At the intersection of Snelling and University Avenues in St. Paul on Tuesday around 6:30 p.m., I was stopped at a red light in the left turn lane. A man with a sign simply asking "please help" stood in the median. My 3-year-old daughter started to wave to him from the back seat while my 7-month old daughter drifted off into sleep. I froze for a couple seconds, then contorted in my seat to try to get my wallet out of my pocket to give him a dollar (knowing full well I could give him more, which is a different level of guilt). But the light turned green with a row of cars behind me. I made my left turn as the man stared blankly ahead.
My 3-year-old asked what the man had been doing there. I told her that he was asking for money because he was having a hard time — that he probably didn't have enough money to afford a place to live or perhaps even buy food to eat. She replied that it was OK, he could just live under the stoplight. I told her that he was dry and warm for now, but in Minnesota it gets cold and rainy — and worse. Overnight, in fact, it did rain. I told her that I was going to try to give him a little money so he could buy some food, but that the light changed too soon. She thought about it for a few seconds and said, "When people don't have enough money to buy food or a house, we should give them money."
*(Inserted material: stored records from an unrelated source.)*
PR #119, opened 2021-03-31
Sediment update

hboisgon:
Updated sediment.jl:

- corrected a bug in sediment deposition in the river
- new deposition process for coarse sediment in the reservoirs with a new parameter restrapefficiency
- new variables in the sediment structs so that more variables can be sevaed as outputs

### DIFF
--- a/docs/src/changelog.md
+++ b/docs/src/changelog.md
@@ -7,6 +7,17 @@ and this project adheres to [Semantic Versioning](https://semver.org/spec/v2.0.0
 
 ## Unreleased
 
+### Changed
+- New deposition process for coarse sediment in the reservoirs with a new parameter 
+  ``restrapefficiency`` in the sediment model.
+- New variables added to the LandSediment struct and RiverSediment struct in order to save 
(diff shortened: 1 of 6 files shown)


visr:
Overall, the changes here look good to me.

The extra reservoir trap efficiency parameter is currently not optional, which means that old sediment TOML files will not work with newer releases. If that is what you want, we should tag the new release as 0.3.0 to signify it is a breaking release. Or do you have a good default value that you can set in `ncread` with the `defaults` option?

Could you also add the changes to the changelog file: https://github.com/Deltares/Wflow.jl/blob/master/docs/src/changelog.md? Does the new parameter also need to be added to the docs, here for instance? https://deltares.github.io/Wflow.jl/stable/lateral/sediment/#Lake-and-reservoir-modelling

hboisgon:
Good suggestions!
I added a default value to restrapefficiency (1.0) and updated the documentation and the changelog.
The changelog was not in my branch yet so I had to merge master first.

Should be good to go now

Two minutes later, we were inside a store where we bought $200 worth of groceries and other things. We went back to a house full of beds and comforts. I don't think I'll ever forget the exchange with my daughter, but it wasn't until many hours later that I could attempt to connect the dots between what happened at that intersection and some other thoughts rattling around in my head about sports stadiums. Bear with me:
*The Twin Cities area has spent a lot of money — some might say too much — on many new and/or refurbished sports stadiums. This is not the fault of any one team — rather a one-by-one reflection of the times we live in — but it's pretty staggering.
Consider that from 2009 through 2019 — a span of 10 years — the metro area did or will open a new college football stadium (TCF Bank Stadium, 2009), a new Twins ballpark (Target Field, 2010), a new St. Paul Saints ballpark (CHS Field, 2015), a new Vikings stadium (U.S. Bank, 2016), a remodeled Wolves/Lynx arena (Target Center, 2017) and a new United stadium (2019). Add in the new Gophers practice facilities/athletes village and don't discount how nice Xcel Energy Center still is almost two decades after opening, and look at what we've done. It's beautiful and staggering. It's too excessive, however you choose to view the word. Whether the money was public, private or some combination, there was a choice made to spend billions of dollars on places for teams to play.
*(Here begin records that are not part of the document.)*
PR #121, opened 2021-04-07
update SBM model in parts (bmi)

visr:
To couple an external groundwater model to the SBM model it is convenient to update the SBM model in parts. The update function of BMI now exposes a function to 1) update the model until recharge, and 2) update the model after update of groundwater model.

### DIFF
--- a/src/flow.jl
+++ b/src/flow.jl
@@ -218,3 +218,11 @@ function update(ssf::LateralSSF, network, frac_toriver)
         )
     end
 end
+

The Wild and Wolves could easily share an arena, as the NBA and NHL teams do in other markets. There was talk for a time of the Vikings and Gophers football combining on a new stadium — and this talk was going on while those two teams, plus the Twins, shared one building. Minnesota United could play in an existing venue instead of building its own facility. This is proven by the fact that one ownership group bid to have them play in U.S. Bank Stadium, while for now Loons are playing in TCF Bank Stadium.
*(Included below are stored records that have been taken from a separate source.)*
PR #122, opened 2021-04-15
support Float32 structs

visr:
This makes the code and test changes needed to be able to run with Float32 number types in the structs.

Right now we hardcode `const Float = Float64`, but if you change this to `Float32` the tests also pass. To make that work I needed to increase the test tolerance a bit, most often by comparing to a Float32, which causes the approx test to use a larger relative tolerance. This can be merged as is, since it already touches quite some code. But after this we want to be able to set this from the configuration file, as well as updating more code, especially Float64 literals, to prevent functions converting to Float64 in between.


verseve (approved):
Looks good!

PR #126, opened 2021-05-04
Sbm threading

verseve:


visr:
Some timing on the extra latency introduced by the two new dependencies (with many indirect deps) here, compared to master (v0.3.1).

`@time using Wflow`; from 2.3s to 7.6s
`@time Wflow.run("sbm_simple.toml")`; from 17s to 35s

Running the (very short) sbm_simple model with the `wflow_cli` binary, the latency increase is less strong, `Measure-Command {wflow_cli sbm_simple.toml}` goes from 15s to 17s. With somewhat larger model runs this extra latency is quickly offset by faster runtimes though.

*We have built too much and paid too much, but if we have done one thing right it's this: at least we have built (or are building) these facilities in the right places. Every single new stadium built in that 10-year span is in Minneapolis or St. Paul.
Each one is reasonably accessible from all corners of the sprawling metro area. Sure, it's a haul to go from Plymouth to downtown St. Paul or from Woodbury to downtown Minneapolis. But you're not trying to go from Plymouth to Woodbury, Lakeville to Blaine, or vice-versa. More importantly in the bigger picture, each of those facilities is accessible on the light rail and via other public transportation.